Last updated about 11 hours ago

Created by

πŸ‡ΊπŸ‡ΈUnited States lhridley

Live updates comments and jobs are added and updated live.
Sign in to follow issues

Merge Requests

Comments & Activities

Not all content is available!

It's likely this issue predates Contrib.social: some issue and comment data are missing.

  • πŸ‡ΊπŸ‡ΈUnited States lhridley

    Following up on this issue, which is now back on my radar screen.

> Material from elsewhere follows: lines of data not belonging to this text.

Issue #19943, opened 2026-06-09
[bug] mesheryctl version check has no HTTP timeout and test reports meaningless error message


Harishrs2006:
### Current Behavior
Two separate issues in mesheryctl:

1. version.go (line 134): http.Client{} has no timeout set. If the Meshery
   server is slow or unreachable, the version check hangs indefinitely,
   blocking the CLI.

2. config_test.go (line 47): TestGetLocation calls t.Errorf("Fail") when
   os.UserHomeDir() returns an error. This message tells the developer
   nothing about what actually failed.

### Desired Behavior
1. version.go: http.Client should have a timeout (e.g. 10 seconds) so the
   version check fails fast instead of hanging forever.

2. config_test.go: t.Errorf should include the actual error:
   t.Errorf("os.UserHomeDir() returned unexpected error: %v", err)

### Screenshots/Logs
// version.go line 134 — no timeout
client := &http.Client{}

// config_test.go line 47 — meaningless message
t.Errorf("Fail")

### Environment
- Host OS: Windows
- Meshery Client Version: stable-v0.8.x
- Platform: Docker

### Contributor [Guides](https://docs.meshery.io/project/contributing) and [Handbook](https://meshery.io/community#handbook)
- 📚 [mesheryctl Contributing Guide](https://github.com/meshery/meshery/blob/master/mesheryctl/README.md)
- 📺 [Beginner's guide to contributing to Meshery and mesheryctl](https://youtu.be/hh_kFLZx3G4)
- ⌨️ [mesheryctl Command Tracker](https://docs.google.com/spreadsheets/d/1q63sIGAuCnIeDs8PeM-0BAkNj8BBgPUXhLbe1Y-318o/edit#gid=0)
- ⌨️ [Meshery CLI Commands and Documentation](https://docs.google.com/document/d/1xRlFpElRmybJ3WacgPKXgCSiQ2poJl3iCCV1dAalf0k/edit#heading=h.5fucij4hc5wt)
- ⌨️ [Meshkit errors Guide](https://docs.meshery.io/project/contributing/contributing-error)
- 🙋🏾🙋🏼 Questions: [Discussion Forum](https://meshery.io/community#community-forums) and [Community Slack](https://slack.meshery.io)
- 📺 [Self-paced Contributor Trainings](https://meshery.io/talks-and-trainings#trainings)

D-source1602:
[...]

PR #20436, opened 2026-07-03
fix(mesheryctl): add HTTP timeout to version check and improve test error message

D-source1602:
mesheryctl version could hang indefinitely when the Meshery server or GitHub was slow or unreachable — the http.Client instances involved had no timeout set. This PR fixes all three unbounded clients on the version command's execution path.

Changes

version.go: added utils.MesheryctlHTTPTimeout (10s) to the server version request
pkg/utils/latest_version.go: added MesheryctlHTTPTimeout (10s) to GetLatestVersionForMesheryctl(); defines the shared constant
config.go: added a 10s timeout to ValidateVersion()'s GitHub release check — this runs in versionCmd.PreRunE before version.go is reached, so the command could still hang without this fix. Uses 10 * time.Second directly rather than utils.MesheryctlHTTPTimeout to avoid an import cycle (config ← utils ← config)
version.go: moved defer utils.CheckMesheryctlClientVersion(build) above NewRequest/client.Do so the CLI update check always fires, even when the server URL is malformed
config_test.go: replaced t.Errorf("Fail") with t.Fatalf and the actual error in TestGetLocation for clear, immediate failure on an invalid precondition

Out of scope

This PR does not address the Run → RunE conversion for exit code propagation, nor other http.Client{} instances in mesheryctl outside the version command path.

Tested locally

CGO_ENABLED=0 go build ./... — clean
CGO_ENABLED=0 go test ./internal/cli/root/config/... -v — all passing
CGO_ENABLED=0 go vet ./... and gofmt -l — clean on all four touched files

### DIFF
--- a/mesheryctl/internal/cli/root/config/config_test.go
+++ b/mesheryctl/internal/cli/root/config/config_test.go
@@ -35,7 +35,8 @@ func TestGetBuild(t *testing.T) {
 
 func TestGetLocation(t *testing.T) {
 	token := Token{}
-	const mesheryFolder = ".meshery"
+	mesheryFolder := ".meshery"
+	
 	for _, test := range tests {
 		token.SetLocation(test)
 		got := token.GetLocation()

    StreamWrappers for remote object stores cannot comply with creating a directory, as that concept does not exist for remote object stores. By limiting the Interface dirname() to require a value, you are effectively making the StreamWrapperInterface incompatible with remote object stores such as S3, Digital Ocean Spaces, Google's object store (don't remember the name currently), etc, requiring any contrib modules that allow utilizing a remote object store for file storage to write their own interfaces, which may or may not be compatible with Drupal's File system interfaces, which all originate with the StreamWrapperInterface.

    the S3 protocol complies with the php streamwrapper class, which also does not have the method dirname(), and the documentation indicates that calls to the class methods rmdir() and mkdir() should not be made if the wrapper does not support creating or removing directories.

    By not allowing FALSE as a return value, it significantly limits the use of the Core StreamWrapperInterface as a viable interface for alternative file storage mechanisms such as those that comply with the S3 protocol, which at its heart IS a streaming interface.

  • πŸ‡ΊπŸ‡ΈUnited States cmlara

    Good timing on bringing this up again, I was just going through another round of PHPSTAN L9 on the s3fs module and thinking "did we have an issue open yet for these incorrectly documented methods?"

    Actionable Concern:

    Really my ultimate concern in the proposed patch that sent this back to needs-work is as mentioned in #5 is dirname() and FileSystemInterface.

    If we change StreamWrapperInterface::dirname() to allow a false return (as the comment implies is allowed but the @return annotation does not) we have an issue with FIleSytemInterface::dirname()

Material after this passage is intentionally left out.